Before the sun is fully up, the greens swarm with a summer crew edging, raking, weeding and mowing the Victoria Golf Club greens.

The club, founded in 1893, is the oldest 18-hole golf course in Canada in its original location but it utilizes leading-edge technology to keep the greens, well, green.

In the office off Beach Drive a GreenSiteAG prototype recharges.

“It’s a handy tool,” says Paul Robertson, links superintendent. “It can see things about a week before we can see them.”

The drone, armed with cameras and infrared, scans the grounds for turf damage, dryness and impending ailments. In one example a highlighted area shows where footfalls continuously damage the grass. That might be an area to look at a different ground cover Robertson says. Currently, staff at Western Canada’s oldest golf club launch it and monitor the drone on occasion. The longstanding method is weather stations that cover several small areas gauging evapotranspiration – the amount of water lost per day by the plant and surrounding soil – which tells greens techs how much to water per night. The weather station gives us just one reading of a small area to represent the entire course.
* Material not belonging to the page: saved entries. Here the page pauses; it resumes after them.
PR #26769, opened 2026-03-18
build(client): build:compile:esm:packages - fast production ESM build

jason-ha:
`pnpm build:compile:esm:packages` will do a minimal ESM only package build.

Can be used to check validity of production code without hitting test collateral (except for a few test-oriented packages).

`build:esnext` tasks (`fluid-build --task build:esnext`) are able to complete without needing to build CommonJS with these changes:
  1. Remove extraneous `^tsc` dependencies in examples.
  2. Reduce general `build:esnext` to not depend on `^tsc` and `^api`.
  3. Reduce presence `^api` dependencies to `^api-extractor:esnext` and `^api-extractor:commonjs`.
  4. PropertyDDS packages configured to use bundler resolution (less strict Node16 resolution) and have exports defined in property-common. Previously `property-properties` would build using CommonJS `property-changeset`.

Note general `tsc` dependency is left to depend on `^api` and `^build:esnext`.

### DIFF
--- a/examples/data-objects/multiview/constellation-view/package.json
+++ b/examples/data-objects/multiview/constellation-view/package.json
@@ -64,20 +64,6 @@
 			}
 		}
 	},
-	"fluidBuild": {
-		"tasks": {
-			"eslint": [
-				"@fluid-example/multiview-coordinate-interface#build:esnext",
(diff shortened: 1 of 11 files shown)


jason-ha:
Closing in favor of #27265 that also has option to build ESM tests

“When the drone flies over it covers the whole course,” Robertson said.

“We eventually want to have this do it on its own,” Robertson said, noting they would pay $6,000 a pop for a flyover previously. “It’s really not about reducing labour. It’s about leveraging time.”

For that same reason Jamie Shillington works alongside the Cub Cadet RG3, both grooming the picturesque eighth hole.

“This gets you off the mower and allows you to do other important things.”

That frees up a staffer to multi-task – change a hole, soil moisture probing or raking bunkers for example. The robot mowers are electric offering no noise or emissions. The return on investment is three years for a course using riding greens mowers, like VGC, Robertson said. RG3 have a life expectancy of four to five years then traded in for new units.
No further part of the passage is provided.